BEGIN PROVIDED DATA

Issue #137, opened 2018-11-13
Broken release `v0.3.0-3`


fatih:
Hi,

I was using `v0.3.0-2` for https://github.com/digitalocean/csi-digitalocean with the CSI Spec `v0.3.0` tagged release (see: https://github.com/container-storage-interface/spec/releases/tag/v0.3.0).

I decided to upgrade to `v0.3.0-3` as it was including the latest changes.  However when I upgrade it, my test are failing due the following error:

```
# github.com/kubernetes-csi/csi-test/pkg/sanity
../../go/pkg/mod/github.com/kubernetes-csi/csi-test@v0.3.0-3/pkg/sanity/node.go:122:10: undefined: csi.NodeServiceCapability_RPC_GET_VOLUME_STATS
```

When I check the CSI `v0.3.0` version, there is no such identifier. This was added later to CSI master and is part of the currently released `v1.0.0-rc1` release (https://github.com/container-storage-interface/spec/releases/tag/v1.0.0-rc1). 

When I update my CSI spec to `v1.0.0-rc1` from `v0.3.0`, it still fails, albeit with a different error:

```
go: import "github.com/digitalocean/csi-digitalocean/driver" ->
        test ->
        import "github.com/kubernetes-csi/csi-test/pkg/sanity" ->
        import "github.com/container-storage-interface/spec/lib/go/csi/v0": looping trying to add package
```

The reason is, CSI `v1.0.0-rc1` get rid of the `/v0` suffix from their import path, but the CSI-sanity tests still uses the `/v0` suffix, example: https://github.com/kubernetes-csi/csi-test/blob/master/driver/driver.go#L32

Because of this, the `v0.3.0-3` is not compatible with either `v0.3.0` or `v1.0.0-rc1` of the CSI spec.

I think a new `v0.3.0-4` version should be released that removes the `csi.NodeServiceCapability_RPC_GET_VOLUME_STATS` identifier because it's not part of `v0.3.0`, or we should release a csi-test `v1.0.0-rc1` release that is compatible with CSI spec `v1.0.0-rc1` release that was released today.

lpabon:
Thank you for bringing this up @fatih . @pohly figured out that the CSI spec had been changed in our repo.  Also, the importing issue, is new to me. I'll have to investigate.

lpabon:
We have released 1.0.0 and are working on a new 0.3.0-4 (#140) release

pohly:
0.3.0-4 has been tagged.

[...]

PR #138, opened 2018-11-14
Update to v1.0.0-RC2 of CSI

lpabon:
Signed-off-by: Luis Pabón <lpabon@gmail.com>


lpabon:
need to update old examples also.. Working on that now..

davidz627:
Sanity and Vendor changes LGTM

msau42:
lgtm, could you separate vendor and non-vendor into different commits?

pohly:
With this PR merged and v1.0.0-rc2 released, should https://github.com/kubernetes-csi/csi-test/issues/137 get closed as "won't fix" because everyone has to move to CSI 1.0.0 now anyway?

What CSI driver developers who still need to support older Kubernetes releases? Does a CSI 1.0 driver work on, say, Kubernetes 1.11?

msau42:
CSI in Kubernetes 1.13 is not compatible with 1.12.  Drivers need to update to the 1.0  spec to work on 1.13.  We should still support older releases of Kubernetes that use the older CSI spec.

PR #141, opened 2018-11-22
Fix controller publish in readonly mode

wnxn:
Plugin's PUBLISH_READONLY capability should be verified
before publishing volume in readonly mode.


wnxn:
/assign @pohly 
/assign @lpabon 
Would you please review this PR ?

PR #145, opened 2018-11-26
Add ControllerServiceCapability_RPC_CLONE_VOLUME to GetCapabilities.

humblec:
Signed-off-by: Humble Chirammal <hchiramm@redhat.com>


humblec:
@lpabon @saad-ali can you please review this PR ?

humblec:
@pohly one other capability which I see from 1.0.0 release is `csi.ControllerServiceCapability_RPC_PUBLISH_READONLY` which is already available in our sanity package.  So, I dont think something else is missing, that way this is good to go. If at all we missed anything we can bring that soon with another PR. I will be running some more iterations anyway to cross check.

PR #150, opened 2019-01-05
sanity: close connection

darkowlzz:
Close the gRPC connection properly at the end of the test to avoid any
transport error in the subsequent connections.

### DIFF
--- a/pkg/sanity/sanity.go
+++ b/pkg/sanity/sanity.go
@@ -89,6 +89,7 @@ func Test(t *testing.T, reqConfig *Config) {
 	registerTestsInGinkgo(sc)
 	RegisterFailHandler(Fail)
 	RunSpecs(t, "CSI Driver Test Suite")
+	sc.Conn.Close()
 }
 
 func GinkgoTest(reqConfig *Config) {


pohly:
The change looks okay, but I'm curious what kind of problem this fixes. https://github.com/kubernetes-csi/csi-test/blob/master/cmd/csi-sanity/sanity_test.go exits directly after calling `Test`, so nothing should run after it which could get confused by the open connection.

Can you explain where the missing `Close` is causing issues?

darkowlzz:
> Can you explain where the missing Close is causing issues?

Hi, I came across this issue when running csi-sanity tests followed by some other custom tests that connect to the same CSI server. When the tests following csi-sanity runs, they failed with error:
```
grpc transport: http2Server.HandleStreams failed to read frame
```
It seemed to happen consistently in the private CI servers, but I couldn't reproduce it on my development machine. After searching for the error on the web, it seemed this happens when the old connections are closed prematurely. And looking at the csi-sanity code, I found that there was no call to properly close the connection.
To solve the issue for now, using the existing release binary, I reordered the tests by running custom tests before csi-sanity and that worked without any grpc error.
I thought it's just better to close the connection properly, hence added a close at the end.

Hope that helps.

pohly:
Makes sense. Something similar might be needed also when running under Ginkgo, but it's non-trivial to add (Ginkgo's `AfterEach` runs more than once and can't be used to clean up after all all tests are done), so let's wait until it actually occurs.

/lgtm
/approve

END PROVIDED DATA

Find "opened" in the preceding records. Copy each line that holds it.

■ **SOLUTION**:
Issue #137, opened 2018-11-13
PR #138, opened 2018-11-14
PR #141, opened 2018-11-22
PR #145, opened 2018-11-26
PR #150, opened 2019-01-05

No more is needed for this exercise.